26 janvier 2015 : "Même Platon a banni les poètes de sa République", cette citation de Robespierre inscrite sur le rideau du Royal Opera House peint aux couleurs du drapeau français nous prépare au sort d’André Chénier. Un poète romantique dont la pureté créatrice ne s’accommodera pas des crimes de La Terreur, ce qui le mènera à l’échafaud.
La scène londonienne retrouve le souffle emblématique du drame historico-romantique d’Umberto Giordano grâce au lyrisme irrésistible de la musique, aux brillants interprètes et aux accents passionnés de l’orchestre dirigé par Antonio Pappano.
Jonas Kaufmann illumine ce rôle mythique dont les plus grands ténors s’emparent à la maturité de leurs ressources vocales. Depuis que j’ai découvert ce ténor passionnant sur scène, je rêvais de le découvrir dans cette incarnation. La réalité est un enchantement. Ce nouveau Chénier déploie des trésors d’ardeur et de sensibilité, aussi à l’aise dans le feu de ses aigus que dans l’humanité du désespoir. La salle est aux anges. Dans cet enthousiasme du public de rôle en rôle, il n’est question ni d’idolâtrie ni d’adulation tendance mais d’une véritable expérience humaine, celle du contact avec la beauté insensée d’une voix.

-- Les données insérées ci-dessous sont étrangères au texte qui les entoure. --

PR #264, opened 2024-04-23
Change FILTER_DIFFTABLE to python because AWK does not correctly filter reliably

WackerO:
This PR changes the FILTER_DIFFTABLE module to python with pandas; I noticed while working on #257 that the previous module sometimes filters out all the genes, not just the non-DE ones. I was not able to find where the issue is with AWK after a lot of trying out, so the module now uses python.
The module now also applies log2 to the threshold parameter so that the DE gene results are the same as in the report tables; I checked this and the tables now agree with each other (see attached zip).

Dans le rôle de Madeleine de Coigny, la flamboyante soprano néerlandaise Eva-Maria Westbroek ne manque pas de générosité ni de puissance, quelques aigus tirés sont parfois moins convaincants. Très applaudi, le puissant baryton serbe Zeljko Lucic impose son incarnation sensible et attachante dans l’éprouvant rôle de Charles Gérard.